Connect on-premises network via VPN
To connect your on-premises data center, create a VPN attachment. In the Transit Gateway console, select Create Transit Gateway Attachment, choose VPN, and select an existing Site-to-Site VPN connection or create a new one. You must configure the customer gateway (CGW) with the public IP of your on-premises VPN device. AWS will create two VPN tunnels for high availability. The VPN attachment is then associated with a Transit Gateway route table. Traffic from on-premises can now reach all attached VPCs, provided route tables are correctly configured. This eliminates the need for multiple VPN connections to each VPC. The VPN connection charges apply separately.

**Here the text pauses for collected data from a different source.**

Issue #7071, opened 2023-08-18
cannot run tests with docker


butonic:
I had assumed that I do not need any php on my machine because the tests run in docker constainers ... But I get a problem with php and the ldap extension ...
```
make -C tests/acceptance/docker localApiTests-apiGraph-ocis
[...]
behat composer.lock is not up to date.
Loading composer repositories with package information
Updating dependencies
Your requirements could not be resolved to an installable set of packages.

  Problem 1
    - laminas/laminas-ldap 2.15.0 requires ext-ldap * -> it is missing from your system. Install or enable PHP's ldap extension.
    - laminas/laminas-ldap[2.16.0, ..., 2.17.0] require php ~8.0.0 || ~8.1.0 || ~8.2.0 -> your php version (7.4; overridden via config.platform, actual: 8.2.9) does not satisfy that requirement.
    - Root composer.json requires laminas/laminas-ldap ^2.15 -> satisfiable by laminas/laminas-ldap[2.15.0, 2.16.0, 2.17.0].

To enable extensions, verify that they are enabled in your .ini files:
    - /etc/php/php.ini
You can also run `php --ini` in a terminal to see which files are used by PHP in CLI mode.
Alternatively, you can run Composer with `--ignore-platform-req=ext-ldap` to temporarily ignore these required extensions.
make[1]: *** [Makefile:263: ../../../vendor-bin/behat/composer.lock] Fehler 2
make: *** [Makefile:145: localApiTests-apiGraph-ocis] Fehler 2
make: Verzeichnis „/home/jfd/Repositories/ocis/tests/acceptance/docker“ wird verlassen
```

amrita-shrestha:
Can't reproduce locally in ubuntu22.04 
- checked in both PHP version `image: owncloudci/php:8.0` and `image: owncloudci/php:7.4`

@butonic can you give more information like
- Operating system
- PHP version in your system?

butonic:
OS is arch based [Elementary OS](https://elementary.io/)

```console
✗ php -v
PHP 8.2.9 (cli) (built: Aug 13 2023 06:12:43) (NTS)
Copyright (c) The PHP Group
Zend Engine v4.2.9, Copyright (c) Zend Technologies
```

I had assumed the docker based tests do NOT use my local PHP. That complicates things ...

butonic:
fix in https://github.com/cs3org/reva/pull/4134

PR #7227, opened 2023-09-05
[tests-only][full-ci] Eliminate local system PHP-dependent code for running tests in Docker

amrita-shrestha:
## Description
Currently run tests with docker depend in local php due to `composer update`. This PR removes that part of code.

```
../../../vendor-bin/behat/composer.lock: ../../../vendor-bin/behat/composer.json
	@echo behat composer.lock is not up to date.
	@composer update --no-progress -d ../../../vendor-bin/behat

../../../composer.lock: ../../../composer.json
	@echo composer.lock is not up to date.
	@composer update --no-progress -d ../../../
```

## Related Issue

- Fixes https://github.com/owncloud/ocis/issues/7071

## How Has This Been Tested?
- locally

## Types of changes

- [ ] Technical debt

## Checklist:

- [ ] Code changes
- [ ] Unit tests added
- [x] Acceptance tests added

### DIFF
--- a/Makefile
+++ b/Makefile
@@ -138,9 +138,11 @@ vendor-bin/behat/vendor: vendor/bamarni/composer-bin-plugin vendor-bin/behat/com
 
 vendor-bin/behat/composer.lock: vendor-bin/behat/composer.json
 	@echo behat composer.lock is not up to date.
+	@rm vendor-bin/behat/composer.lock || true
 
 composer.lock: composer.json
 	@echo composer.lock is not up to date.
+	@rm composer.lock || true
 
 .PHONY: generate
 generate:
--- a/tests/acceptance/docker/Makefile
+++ b/tests/acceptance/docker/Makefile
@@ -175,7 +175,7 @@ $(targets):
 	$(MAKE) --no-print-directory testSuite
 
 .PHONY: testSuite
-testSuite: $(OCIS_WRAPPER) build-dev-image clean-docker-container ../../../vendor-bin/behat/composer.lock ../../../composer.lock
+testSuite: $(OCIS_WRAPPER) build-dev-image clean-docker-container
 	@if [ -n "${START_CEPH}" ]; then \
 		COMPOSE_PROJECT_NAME=$(COMPOSE_PROJECT_NAME) \
 		COMPOSE_FILE=src/ceph.yml \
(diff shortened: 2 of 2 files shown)


tests/acceptance/docker/Makefile
```diff
@@ -257,11 +257,3 @@ clean-files:
...
 .PHONY: clean
 clean: clean-docker-container clean-docker-volumes clean-dev-docker-image clean-files ## clean all
-
-../../../vendor-bin/behat/composer.lock: ../../../vendor-bin/behat/composer.json
-	@echo behat composer.lock is not up to date.
-	@composer update --no-progress -d ../../../vendor-bin/behat
-
-../../../composer.lock: ../../../composer.json
-	@echo composer.lock is not up to date.
-	@composer update --no-progress -d ../../../
```
saw-jan, line 267: Good findings :+1: . Indeed it will use the host's php to do the composer update before running tests creating composer.lock using the host php and making it incompatible with container php (if there are different php in host and container).

But AFAIK, this was added to update the lock file if there is already the old lock file which can cause the test run script to fail. First of all, adding those commands in `tests/acceptance/docker/Makefile` was not the right choice and second is that the command should rather be `composer update --no-progress --lock` to only update the lock file not the packages.
So, could you try to run tests with old lock file (with older package versions) and check if the test can run in the container? I guess, it will throw an error.

One solution would be to add `@composer update --no-progress --lock` in the root Makefile
```diff
vendor-bin/behat/composer.lock: vendor-bin/behat/composer.json
	@echo behat composer.lock is not up to date.
+   @composer update --no-progress --lock

composer.lock: composer.json
	@echo composer.lock is not up to date.
+   @composer update --no-progress --lock
```

tests/acceptance/docker/Makefile
```diff
@@ -257,11 +257,3 @@ clean-files:
 
 .PHONY: clean
 clean: clean-docker-container clean-docker-volumes clean-dev-docker-image clean-files ## clean all
-
-../../../vendor-bin/behat/composer.lock: ../../../vendor-bin/behat/composer.json
```
saw-jan, line 261: remove from here also
https://github.com/owncloud/ocis/blob/46003a42ab55c07064f5b57caf78fd1eae5f0d77/tests/acceptance/docker/Makefile#L178

saw-jan (approved):
LGTM

Makefile
```diff
@@ -138,9 +138,11 @@ vendor-bin/behat/vendor: vendor/bamarni/composer-bin-plugin vendor-bin/behat/com
 
 vendor-bin/behat/composer.lock: vendor-bin/behat/composer.json
 	@echo behat composer.lock is not up to date.
+	composer bin behat update --no-progress --lock
 
 composer.lock: composer.json
 	@echo composer.lock is not up to date.
+	composer update --no-progress --lock
```
saw-jan, line 145: looks like it doesn't work for other make targets. we can do
```suggestion
	@rm vendor-bin/behat/composer.lock || true

composer.lock: composer.json
	@echo composer.lock is not up to date.
	@rm composer.lock || true
```

SagarGi (commented):
lgtm :+1:

SwikritiT (approved):
My system has `PHP 8.1.23`  , I can run tests through docker with these changes.
LGTM

phil-davis (approved):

Configure route tables for isolation
By default, all attachments are associated with the default route table, which allows all traffic to flow between all attachments. For network isolation, create additional route tables. For example, create a 'Prod' route table and associate only production VPC attachments with it. Create a 'Dev' route table for development VPCs. Then, in the route tables, specify which attachments can send traffic to which. You can also use static routes to force traffic through an inspection VPC. This step is critical for security and compliance. On the exam, know that Transit Gateway supports multiple route tables for traffic isolation.
Scenario 1: Large Enterprise with Multiple VPCs and On-Premises
A financial services company has 50 VPCs across multiple AWS accounts, each serving different business units (e.g., trading, risk, compliance). They also have an on-premises data center with legacy systems. Without Transit Gateway, they would need 1,225 VPC peering connections (50*49/2) and separate VPN connections to each VPC from the data center. By using Transit Gateway, they attach all VPCs and a VPN connection to a single Transit Gateway. They use separate route tables to isolate trading VPCs from other VPCs for security. The cost includes the Transit Gateway hourly fee, attachment fees, and data transfer charges. They save significantly on operational overhead and reduce complexity. A common mistake is forgetting to update route tables in each VPC, causing connectivity failures.
Scenario 2: Multi-Region Hub-and-Spoke
A global e-commerce company operates in three AWS regions: us-east-1, eu-west-1, and ap-southeast-1. They need to connect VPCs in each region to a central shared services VPC in us-east-1. They create a Transit Gateway in each region and peer them together using Transit Gateway peering (inter-region peering). This allows VPCs in different regions to communicate through the hub. They use AWS Network Manager to visualize the entire network. Cost considerations include inter-region data transfer fees, which are higher than intra-region. A pitfall is not planning for bandwidth limits; each Transit Gateway attachment supports up to 50 Gbps, but peering across regions may have lower limits.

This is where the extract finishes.